Murmur is in fact a glorious shout. These poems shake up histories, both intimate and political. They stir and disturb the ways we look at love, at race, at our people and ourselves. A bold, beautiful, and brilliant collection!”

Murmur is simply stunning—simultaneously expansive, inventive, and intimate. . . . It urges us to center the corners, the ghosts, the murmurs, the stories, and sights that live, breathe, and are essential if we want to have fullness of heart. An excavation of things forgotten, and both unremembered and mis-remembered, Barnett’s poems remind us that ‘sometimes flecks in the corners . . . are more than aberrations.’ With poems spanning histories, both personal and collective, and poems that center Blackness as a site of joy, promise, pain, and possibilities, these poems compel us toward knowledge we are deeply implicated in. Using the heart, its murmur, and ghosts as connective thread, Barnett’s poems require us to listen to ‘our hauntings,’ as they tell us in lyrical language and form ‘how to give . . . ghosts a home’ because ‘the silence of ghosts becomes a lesson.’ This is a collection to revel in, to read, and to return to again and again. Barnett invites us to listen for the magnitude of stars and intimacy of histories still being made. I found myself breathless as I kept reading for the murmurs within and without.”

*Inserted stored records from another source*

PR #1188, opened 2018-08-24
Pass NoScaleUpInfo to ScaleUpStatus processor

aleksandra-malinowska:
Follow-up to #1185.

### DIFF
--- a/cluster-autoscaler/core/scale_up.go
+++ b/cluster-autoscaler/core/scale_up.go
@@ -20,7 +20,6 @@ import (
 	"bytes"
 	"fmt"
 	"math"
-	"strings"
 	"time"
 
 	apiv1 "k8s.io/api/core/v1"
@@ -34,7 +33,6 @@ import (
 	"k8s.io/autoscaler/cluster-autoscaler/metrics"
 	ca_processors "k8s.io/autoscaler/cluster-autoscaler/processors"
 	"k8s.io/autoscaler/cluster-autoscaler/processors/status"
-	"k8s.io/autoscaler/cluster-autoscaler/simulator"
 	"k8s.io/autoscaler/cluster-autoscaler/utils/errors"
 	"k8s.io/autoscaler/cluster-autoscaler/utils/glogx"
 	"k8s.io/autoscaler/cluster-autoscaler/utils/gpu"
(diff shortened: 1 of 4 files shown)


cluster-autoscaler/core/scale_up.go
```diff
@@ -229,6 +227,19 @@ func getNodeInfoCoresAndMemory(nodeInfo *schedulercache.NodeInfo) (int64, int64)
...
+type skippedReasons struct {
+	message []string
+}
+
+func (sr *skippedReasons) Reasons() []string {
+	return sr.message
+}
+
+var (
+	notReadyReason        = &skippedReasons{[]string{"not ready for scale-up"}}
```
MaciekPytel: We know why the group can be not ready for scale-up, but I feel this doesn't really clarify things for users. Maybe we can come up with a better message? Possibly a few different messages, given that this one is used for a few different things?

cluster-autoscaler/processors/status/eventing_scale_up_processor.go
```diff
@@ -46,3 +47,22 @@ func (p *EventingScaleUpStatusProcessor) Process(context *context.AutoscalingCon
 // CleanUp cleans up the processor's internal structures.
 func (p *EventingScaleUpStatusProcessor) CleanUp() {
 }
+
+func reasonsMessage(noScaleUpInfo NoScaleUpInfo) string {
```
MaciekPytel: This looks useful for other implementations of processor. Can you make it public?

MaciekPytel:
Looks pretty cool. cc: @bskiba WDYT?

cluster-autoscaler/core/scale_up.go
MaciekPytel: Agreed we need some catch-all message for "stuff didn't work, sorry" (aka 500). But the 2 most likely reasons to get this would be:
1. group is unhealthy
2. group is in backoff
We can distinguish those and they sound at least somewhat meaningful to user. WDYT?

aleksandra-malinowska: Added new message for the back-off case, PTAL. This requires extra check (duplicated in IsNodeGroupSafeToScaleUp) to separate it from unhealthy-because-of-sizes case.

MaciekPytel:
/lgtm
@bskiba Are you also ok with this?

PR #1189, opened 2018-08-26
Add batch jobs and cronjobs to Azure cluster-autoscaler

romanlutz:
Jobs and CronJobs were both missing so far which makes the cluster-autoscaler complain that it doesn't have access to "batch".


romanlutz:
This is identical to #1180 but there my CLA check didn't go green. That works here, so I've closed the other one!
@feiskyer

feiskyer:
@romanlutz Thanks.

/lgtm

PR #1191, opened 2018-08-27
[examples] Update resource version

koooge:
Hi. 
Use v1 version in examples. apps/v1 may be just alias of exensions/v1beta1 though.


aleksandra-malinowska:
Thanks for making this PR! Waiting for someone with AWS setup to test it works as expected and LGTM.

PR #1192, opened 2018-08-27
Update README

aleksandra-malinowska:
Add 1.3 / K8s 1.11 to recommended release combinations. Add link to release notes for recent releases. Rephrase a couple other sentences.

### DIFF
--- a/cluster-autoscaler/README.md
+++ b/cluster-autoscaler/README.md
@@ -2,10 +2,10 @@
 
 # Introduction
 
-Cluster Autoscaler is a tool that automatically adjusts the size of the Kubernetes cluster when:
-* there are pods that failed to run in the cluster due to insufficient resources.
-* some nodes in the cluster are so underutilized, for an extended period of time,
-that they can be deleted and their pods will be easily placed on some other, existing nodes.
+Cluster Autoscaler is a tool that automatically adjusts the size of the Kubernetes cluster when one of the following conditions is true:
+* there are pods that failed to run in the cluster due to insufficient
+  resources,
+* there are nodes in the cluster that have been underutilized for an extended period of time and their pods can be placed on other existing nodes.
 
 # FAQ/Documentation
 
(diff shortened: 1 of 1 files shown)


cluster-autoscaler/README.md
```diff
@@ -27,10 +26,13 @@ there is a big chance that it won't work as expected.
 | 1.5.X  | 0.4.X  |
 | 1.4.X  | 0.3.X  |
 
-<sup>*</sup>Cluster Autoscaler 0.5.X is the official version shipped with k8s 1.6. We've done some basic tests using k8s 1.6 / CA 0.6 and we're not aware of any problems with this setup. However, CA internally simulates k8s scheduler and using different versions of scheduler code can lead to subtle issues.
+<sup>*</sup>Cluster Autoscaler 0.5.X is the official version shipped with k8s 1.6. We've done some basic tests using k8s 1.6 / CA 0.6 and we're not aware of any problems with this setup. However, Cluster Autoscaler internally simulates Kubernetes' scheduler and using different versions of scheduler code can lead to subtle issues.
```
MaciekPytel: Recently we've had a few issues created for bugs in versions we no longer support (ex. 0.6). Basic predicates (PodsFitsResouces, PodToleratesNodeTaints, etc) haven't really changed in a long time. In most cases running a newer CA on older cluster is the best solution available to user. Maybe we should explicitly say what versions are not supported and that it is _probably_ ok to use newer CA if they're on old k8s version and run into a bug in CA.

cluster-autoscaler/README.md
```diff
@@ -27,10 +26,13 @@ there is a big chance that it won't work as expected.
...
 
 # Notable changes
 
+For CA 1.1.2 and later, please check [release
```
MaciekPytel: Do we have releases on github for older versions? If so maybe we can completely drop this section. It's not too useful anyway and it's quickly getting outdated. I want to keep this short to avoid tl;dr effect of our FAQ. If we drop this maybe we could add some stuff that users often get confused about (I'd like some buildup on my "things that CA do / doesn't do" slides from deep dive on last kubecon, but I'm open to discussion :)). WDYT?

aleksandra-malinowska: There are some. I didn't read all of them, but they don't seem as extensive as the ones here. I suppose it's a question of how long we want to keep the history here.

cluster-autoscaler/README.md
aleksandra-malinowska: Do we know which versions will break for sure? 

Rephrased the earlier part to reflect that sometimes using a newer version makes sense, PTAL.

PR #2436, opened 2019-10-10
Skip acceptable range check before it has data

### LINKED ISSUE #2250: Failed to find acceptable ranges for node groups
Master branch. Need to investigate this issue.

```
I0812 01:08:34.619043   86316 static_autoscaler.go:191] Starting main loop
W0812 01:08:34.619861   86316 clusterstate.go:437] Failed to find acceptable ranges for eksctl-ca-testing-nodegroup-ondemand-NodeGroup-1C3FP32CDSL2M
W0812 01:08:34.621255   86316 clusterstate.go:437] Failed to find acceptable ranges for eksctl-ca-testing-nodegroup-spot-NodeGroup-1IKFMEITZKT7T
I0812 01:08:34.621565   86316 utils.go:619] No pod using affinity / antiaffinity found in cluster, disabling affinity predicate for this loop
I0812 01:08:34.621737   86316 filter_out_schedulable.go:65] Filtering out schedulables
I0812 01:08:34.622118   86316 filter_out_schedulable.go:130] 0 other pods marked as unschedulable can be scheduled.
I0812 01:08:34.622246   86316 filter_out_schedulable.go:130] 0 other pods marked as unschedulable can be scheduled.

```

Jeffwan:
Resolve #2250 

https://github.com/kubernetes/autoscaler/blob/a258103f8ec9c24a333338468fa51262df0ef24a/cluster-autoscaler/clusterstate/clusterstate.go#L307-L326

`csr.getCloudProviderNodeInstances()` is called before `updateAcceptableRanges`  and at that time, acceptable range doesn't have any data, current error message is misleading. 

Please have a check and let me know if it makes sense.

### DIFF
--- a/cluster-autoscaler/clusterstate/clusterstate.go
+++ b/cluster-autoscaler/clusterstate/clusterstate.go
@@ -432,6 +432,11 @@ func (csr *ClusterStateRegistry) IsNodeGroupSafeToScaleUp(nodeGroup cloudprovide
 }
 
 func (csr *ClusterStateRegistry) getProvisionedAndTargetSizesForNodeGroup(nodeGroupName string) (provisioned, target int, ok bool) {
+	if len(csr.acceptableRanges) == 0 {
+		klog.Warningf("AcceptableRanges have not been populated yet. Skip checking")
+		return 0, 0, false
+	}
+
 	acceptable, found := csr.acceptableRanges[nodeGroupName]
 	if !found {
 		klog.Warningf("Failed to find acceptable ranges for %v", nodeGroupName)


cluster-autoscaler/clusterstate/clusterstate.go
```diff
@@ -432,6 +432,11 @@ func (csr *ClusterStateRegistry) IsNodeGroupSafeToScaleUp(nodeGroup cloudprovide
 }
 
 func (csr *ClusterStateRegistry) getProvisionedAndTargetSizesForNodeGroup(nodeGroupName string) (provisioned, target int, ok bool) {
+	if len(csr.acceptableRanges) == 0 {
```
losipiuk: Withe the change you will get N lines in logs saying `AcceptableRanges have not been populated yet. Skip checking` instead of N lines saying `Failed to find acceptable ranges for %v"` for different groups. 

It is hard for me to see a benefit here.

Jeffwan: Right, I agree it will repeat for N node groups. I think people just get confused if they see "Failed to find acceptable ranges for %v" in the logs and it indicates something is wrong. If we know we may call an uninitialized collection, I think it's better to add checks.

siwyd: I can vouch on being confused by seeing those messages and looking them up... :)

losipiuk: Fine. Let's merge it the. I personally do not see that it helps. But it does not break anything neither.

losipiuk:
/lgtm
/approve
Thanks!

PR #2439, opened 2019-10-10
track the scale down duration metric correctly for non-empty node case

### LINKED ISSUE #2425: nodeDeletionDuration metric is broken for non empty nodes
It seems that the metric calculation for the non-empty nodes case is broken. 

https://github.com/kubernetes/autoscaler/blob/3f0a5fa3c21df7f14846e742a91d3137e3791e7e/cluster-autoscaler/core/scale_down.go#L843-L846

I'm expecting that this metric should be updated to reflect the time after the go routine completes.

This seems to be tracked correctly for the empty nodes case.

marwanad:
It seemed that the node deletion duration has been broken for the non-empty node case since the node drainage/deletion was refactored into a goroutine.
 
Fixes: #2425

### DIFF
--- a/cluster-autoscaler/core/scale_down.go
+++ b/cluster-autoscaler/core/scale_down.go
@@ -692,7 +692,8 @@ func (sd *ScaleDown) TryToScaleDown(allNodes []*apiv1.Node, pods []*apiv1.Pod, p
 	scaleDownStatus := &status.ScaleDownStatus{NodeDeleteResults: sd.nodeDeletionTracker.GetAndClearNodeDeleteResults()}
 	nodeDeletionDuration := time.Duration(0)
 	findNodesToRemoveDuration := time.Duration(0)
-	defer updateScaleDownMetrics(time.Now(), &findNodesToRemoveDuration, &nodeDeletionDuration)
+	scaleDownFnStartTime := time.Now()
+	defer updateScaleDownMetrics(scaleDownFnStartTime, &findNodesToRemoveDuration, &nodeDeletionDuration)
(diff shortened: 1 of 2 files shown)


marwanad:
cc: @feiskyer

cluster-autoscaler/core/scale_down.go
```diff
@@ -692,7 +692,10 @@ func (sd *ScaleDown) TryToScaleDown(allNodes []*apiv1.Node, pods []*apiv1.Pod, p
 	scaleDownStatus := &status.ScaleDownStatus{NodeDeleteResults: sd.nodeDeletionTracker.GetAndClearNodeDeleteResults()}
 	nodeDeletionDuration := time.Duration(0)
 	findNodesToRemoveDuration := time.Duration(0)
-	defer updateScaleDownMetrics(time.Now(), &findNodesToRemoveDuration, &nodeDeletionDuration)
+	scaleDownFnStartTime := time.Now()
+	metrics.UpdateLastTime(metrics.ScaleDown, scaleDownFnStartTime)
+	defer updateScaleDownMetrics(scaleDownFnStartTime, &findNodesToRemoveDuration, &nodeDeletionDuration)
```
losipiuk: It seems that now we can be calling `updateScaleDownMetrics` twice per call to `TryToScaleDown`.

marwanad: good catch, that's a problem. 

Apart from updating the metrics at every return path, is there anything we can go to have an accurate `metrics.ScaleDownNodeDeletion`?

PR #2454, opened 2019-10-15
fix the webhook-address and webhook-port reference for vpa-admission-…

calixwu:
Just found this little bug when I try to deploy the vpa-admission-controller outside the cluster... Change ``webhook-address`` and ``webhook-port`` to  ``webhook-address`` and ``*webhook-port`` will work.


bskiba:
Thanks!
Looks like your commit is missing a GitHub user. Would you mind fixing it?
Otherwise the CLA check will fail and we will be unable to merge this.

PR #2464, opened 2019-10-17
Cherry pick #2428 to 1.13

Jeffwan:
#2428 AWS – use session.NewSession instead of session.New to


Jeffwan:
@losipiuk Thanks for the waiting. Last piece to 1.13.

PR #2448, opened 2019-10-13
cluster-autoscaler: fix some typos in the code

hectorj2f:
I found some typos while surfing across the code to understand what it does each component.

“In Murmur, Barnett navigates race, family, love, politics, and the intersections of these topics much like a well-versed singer performing their most familiar song. Whether addressing would-be white audiences of a Black poet’s work, past lovers, or recent presidents, Barnett's use of language and imagery rings at the right frequency at each turn. . . . He knows which poems and the notes within them need to be belted at the top of his lungs, which are a smooth croon, and which need to be whispered—murmured, even. With these poems, he ‘invite[s you] up to the mic’ with him, dares you to stand as his song vibrates through you, and see if the bass bumping through your bones doesn’t move you to join him in song.”

 

Murmur plays jazz on the spinal cord. It tastes like a sweet drink on a hot day, like heritage made poem. Reminiscent of Terrance Hayes, Jericho Brown, and Ayinde Russell, Barnett invites soul and wisdom to the page and reinvents the action of murmuring to relinquish fear, hate, and disappointment—an inheritance his speakers refuse to accept. Rather than bringing us to our knees, Murmur levitates us, points a new path forward. Celebrate with these poems. Pray and celebrate.”